PR #1339, opened 2026-02-04
Rename CredentialsGenerator to AwsCredentialGenerator

yili-db:
**PR Checklist**

- [x] A description of the changes is added to the description of this PR.
- [ ] If there is a related issue, make sure it is linked to this PR.
- [ ] If you've fixed a bug or added code that should be tested, add tests!
- [ ] If you've added or modified a feature, documentation in `docs` is updated

**Description of changes**
Rename CredentialsGenerator to AwsCredentialGenerator

And also rename *CredentialsGenerator to *CredentialGenerator to keep consistent with AwsCredentialVendor.
This addresses https://github.com/unitycatalog/unitycatalog/pull/1313#discussion_r2739045751

PR #1774, opened 2026-08-13
[Server] Grant KMS permissions in vended AWS session policy

### LINKED ISSUE #917: Temporary Table Credentials Lack `kms:Decrypt` Permission, Blocking Access to SSE-KMS Encrypted S3 Tables
**Describe the bug**

The temporary session credentials which can be obtained via the endpoint `POST /api/2.1/unity-catalog/temporary-table-credentials` prevent the client to perform the `kms:Decrypt` operation for an external table that lives within an SSE-KMS encrypted S3 bucket. This is due to the inline session policy set in [`AwsCredentialVendor.java:46`](https://github.com/unitycatalog/unitycatalog/blob/3baacf98ccbf3a90a22f1d9d8064e916eec80836/server/src/main/java/io/unitycatalog/server/service/credential/aws/AwsCredentialVendor.java#L46-L47): The boundary policy does not contain `kms:Decrypt` entries.

This makes it harder to directly use an AWS RDS to S3 export from Unity Catalog since Amazon mandates the use of SSE-KMS for the export. The current workaround is to re-encrypt the export prefix to SSE-S3, which does not require access to a KMS-key to read the data.

**To Reproduce**

1. Create an S3 Object with SSE-KMS encryption.
2. Create a role that allows to `kms:Decrypt` the used encryption key and set it in the `etc/conf/server.properties` S3 section: `s3.awsRoleArn.0=arn:aws:iam::*****:role/UnityCatalogS3Role`
3. Register the S3 object in Unity Catalog with `bin/uc table create --storage_location "s3://..."`. 
4. Try to access the table from a connected system (I used [the Apache Spark integration](https://docs.unitycatalog.io/integrations/unity-catalog-spark/#optional-running-spark-sql-for-cloud-object-stores)) and observe the error: `com.amazonaws.services.s3.model.AmazonS3Exception: User: arn:aws:sts::*****:assumed-role/UnityCatalogS3Role/***** is not authorized to perform: kms:Decrypt on resource: arn:aws:kms:eu-central-1:*****:key/***** because no session policy allows the kms:Decrypt action`

**Expected behavior**

The inline session policy should not prevent the decryption of SSE-KMS encrypted S3 objects.

**System:**

- Running the official [`unitycatalog/unitycatalog:v0.2.1`](https://hub.docker.com/layers/unitycatalog/unitycatalog/v0.2.1/images/sha256-b1d1758728f704b5cdd7c8cc8068965996f6f0d13eef5406d6b16a65dd611355) docker image in Amazon ECS.
- Connected to Apache Spark v3.5.4 [as described in the documentation](https://docs.unitycatalog.io/integrations/unity-catalog-spark/#optional-running-spark-sql-for-cloud-object-stores).

**Additional context**

N/A

moomindani:
**PR Checklist**

**Description of changes**

Fixes #917.

Tables stored in an S3 bucket with SSE-KMS encryption cannot be accessed through vended credentials. `AwsPolicyGenerator` grants only S3 actions, so the session policy attached to the vended credentials has no KMS permissions:

```java
static final List<String> SELECT_ACTIONS = List.of("s3:GetO*");
static final List<String> UPDATE_ACTIONS = List.of(
    "s3:GetO*", "s3:PutO*", "s3:DeleteO*", "s3:*Multipart*");
```

Since a session policy can only narrow what the assumed role is allowed to do, the missing `kms:Decrypt` makes the request fail even when the role itself has access to the key. (The issue references `AwsCredentialVendor.java:46`, which moved to `AwsPolicyGenerator` in #1339. The behaviour is unchanged on `main`.)

**Change**

A KMS statement is added to the generated policy:

- `SELECT`: `kms:Decrypt`
- `UPDATE`: `kms:Decrypt`, `kms:GenerateDataKey*`

It is appended after the per-bucket statements, so the index of the existing S3 statements within the policy does not change. For `s3://my-bucket/path1/table1` it generates as:

```json
{
  "Effect": "Allow",
  "Action": ["kms:Decrypt"],
  "Resource": ["*"],
  "Condition": {
    "StringLike": {
      "kms:ViaService": "s3.*.amazonaws.com",
      "kms:EncryptionContext:aws:s3:arn": [
        "arn:aws:s3:::my-bucket",
        "arn:aws:s3:::my-bucket/path1/table1/*",
        "arn:aws:s3:::my-bucket/path1/table1"
      ]
    }
  }
}
```

**On the resource being `*`**

Unity Catalog does not know which KMS key a bucket is configured with, so the statement cannot name one. It is narrowed by condition instead:

- `kms:ViaService` limits the permissions to KMS calls S3 makes on the caller's behalf, so the credentials cannot use the key for anything else.
- `kms:EncryptionContext:aws:s3:arn` limits them to the S3 ARNs this policy already grants access to. The encryption context reuses the same ARN strings the S3 statement's `Resource` is built from, added through one helper so the two lists cannot drift apart, IAM escaping included.

The bucket ARN is listed alongside the object ARNs because a bucket with S3 Bucket Keys enabled encrypts under the bucket ARN rather than the object ARN. That case cannot be narrowed to a path, since a single data key covers every object in the bucket.

A session policy is also intersected with the role's own permissions, so a role without KMS access still receives none. Both properties are verified against real AWS below.

**Testing**

Unit tests added to `AwsPolicyGeneratorTest`, confirmed to fail before the change and pass after it, covering both conditions, the escaping of IAM special characters in the encryption context, multiple buckets, and one test pinning the position of the S3 statements so a future reordering does not silently break the existing index-based assertions.

Verified against real AWS with an SSE-KMS bucket and a role allowed to use the key, passing the generated policy to `sts:AssumeRole --policy`:

| case | before | after |
|---|---|---|
| SELECT / GetObject | AccessDenied | success |
| UPDATE / PutObject | AccessDenied | success |
| GetObject on an object encrypted with bucket keys | AccessDenied | success |

The denial before the change names KMS, not S3:

```
is not authorized to perform: kms:Decrypt on resource: arn:aws:kms:...
because no session policy allows the kms:Decrypt action
```

Two negative cases confirm the statement grants nothing beyond the objects the policy already covers:

| case | result |
|---|---|
| role with S3 but no KMS permissions | denied, `no identity-based policy allows the kms:Decrypt action` |
| encryption context scoped to another path, S3 access unchanged | denied, `no session policy allows the kms:Decrypt action` |

The first shows the open resource adds nothing to what the role itself may do; the second shows the encryption context condition is actually enforced.

### DIFF
--- a/server/src/main/java/io/unitycatalog/server/service/credential/aws/AwsPolicyGenerator.java
+++ b/server/src/main/java/io/unitycatalog/server/service/credential/aws/AwsPolicyGenerator.java
@@ -49,15 +49,25 @@ public class AwsPolicyGenerator {
       Resource: []
       """;
 
+  // The condition key S3 populates when it calls KMS on the caller's behalf. Its value is the ARN
+  // of the object being encrypted or decrypted, or the ARN of the bucket when the bucket has S3
+  // Bucket Keys enabled, in which case the data key is shared across the objects in the bucket.
+  static final String KMS_ENCRYPTION_CONTEXT_KEY = "kms:EncryptionContext:aws:s3:arn";
+
   // Unity Catalog doesn't know which KMS key a bucket is configured with, so the resource stays
-  // open. This grants nothing extra in practice: a session policy can only narrow what the
+  // open and the statement is narrowed by condition instead: to KMS calls made through S3, and to
+  // the S3 ARNs this policy already grants access to. A session policy can only narrow what the
   // assumed role is already allowed to do, so a role without KMS access still gets none.
   static final String KMS_STATEMENT = """
       Effect: Allow
       Action: []
       Resource:
         - "*"
-      """;
+      Condition:
+        StringLike:
+          "kms:ViaService": "s3.*.amazonaws.com"
+          "%s": []
+      """.formatted(KMS_ENCRYPTION_CONTEXT_KEY);
 
   private static final ObjectMapper JSON_MAPPER = new ObjectMapper();
   private static final ObjectMapper YAML_MAPPER = new ObjectMapper(new YAMLFactory());
@@ -89,6 +99,8 @@ public class AwsPolicyGenerator {
               privileges, locations));
     }
 
+    ArrayNode kmsEncryptionContexts = (ArrayNode) kmsStatement.findPath(KMS_ENCRYPTION_CONTEXT_KEY);
+
     // Group each location by s3 bucket it's located in, then for each
     // bucket, add the bucket arn for the listBucket and operations statements,
     // then add each path as a conditional prefix
@@ -100,6 +112,11 @@ public class AwsPolicyGenerator {
       ArrayNode operationsResource = (ArrayNode) operationsStatement.findPath("Resource");
       bucketResource.add(String.format("arn:aws:s3:::%s", bucketName));
 
+      // A bucket with S3 Bucket Keys enabled encrypts under the bucket arn rather than the object
+      // arn, so the bucket has to be allowed as an encryption context on its own. That case can't
+      // be scoped to a path: the same data key covers every object in the bucket.
+      kmsEncryptionContexts.add(String.format("arn:aws:s3:::%s", bucketName));
+
       ArrayNode conditionalPrefixes = (ArrayNode) listStatement.findPath("s3:prefix");
       paths.forEach(path -> {
         // remove any preceding forward slashes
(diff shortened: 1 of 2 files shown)


server/src/main/java/io/unitycatalog/server/service/credential/aws/AwsPolicyGenerator.java
```diff
@@ -43,6 +49,16 @@ public class AwsPolicyGenerator {
       Resource: []
       """;
 
+  // Unity Catalog doesn't know which KMS key a bucket is configured with, so the resource stays
+  // open. This grants nothing extra in practice: a session policy can only narrow what the
+  // assumed role is already allowed to do, so a role without KMS access still gets none.
+  static final String KMS_STATEMENT = """
```
yili-db, line 61: Can please you add `ViaService` condition:
```
  Condition:
    StringLike:
      "kms:ViaService": "s3.*.amazonaws.com"
```

As well as a path scoped down condition:
```
  StringLike:
    "kms:EncryptionContext:aws:s3:arn":
      - "arn:aws:s3:::my-bucket"            # bucket-key case
      - "arn:aws:s3:::my-bucket/path1/table1/*"  # per-object case
```
You can find existing code in this file that generates the bucket and path resource strings.

Thank you!

moomindani: Added both conditions, thank you. For `s3://my-bucket/path1/table1` the KMS statement now generates as:

```json
{
  "Effect": "Allow",
  "Action": ["kms:Decrypt"],
  "Resource": ["*"],
  "Condition": {
    "StringLike": {
      "kms:ViaService": "s3.*.amazonaws.com",
      "kms:EncryptionContext:aws:s3:arn": [
        "arn:aws:s3:::my-bucket",
        "arn:aws:s3:::my-bucket/path1/table1/*",
        "arn:aws:s3:::my-bucket/path1/table1"
      ]
    }
  }
}
```

The encryption context reuses the very same ARN strings the S3 statement's `Resource` is built from, added through one helper so the two lists can't drift apart, IAM escaping included.

The bucket ARN is listed alongside the object ARNs because a bucket with S3 Bucket Keys enabled encrypts under the bucket ARN rather than the object ARN. That case can't be narrowed to a path, since a single data key covers every object in the bucket.

Re-verified against real AWS, since a condition that fails to match would break access rather than widen it (SSE-KMS bucket, role allowed to use the key, generated policy passed to `sts:AssumeRole --policy`):

| case | result |
|---|---|
| SELECT / GetObject | success |
| UPDATE / PutObject | success |
| GetObject on an object encrypted with bucket keys | success |
| role with S3 but no KMS permissions | denied, `no identity-based policy allows the kms:Decrypt action` |
| encryption context scoped to another path, S3 access unchanged | denied, `no session policy allows the kms:Decrypt action` |

The last row confirms the condition is actually enforced. Unit tests cover both conditions.

yili-db (approved):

=-=-=

#### TASK:
Copy, from the material, each line that holds the string "statements".

#### EXERCISE OUTPUT:
It is appended after the per-bucket statements, so the index of the existing S3 statements within the policy does not change. For `s3://my-bucket/path1/table1` it generates as:
Unit tests added to `AwsPolicyGeneratorTest`, confirmed to fail before the change and pass after it, covering both conditions, the escaping of IAM special characters in the encryption context, multiple buckets, and one test pinning the position of the S3 statements so a future reordering does not silently break the existing index-based assertions.
     // bucket, add the bucket arn for the listBucket and operations statements,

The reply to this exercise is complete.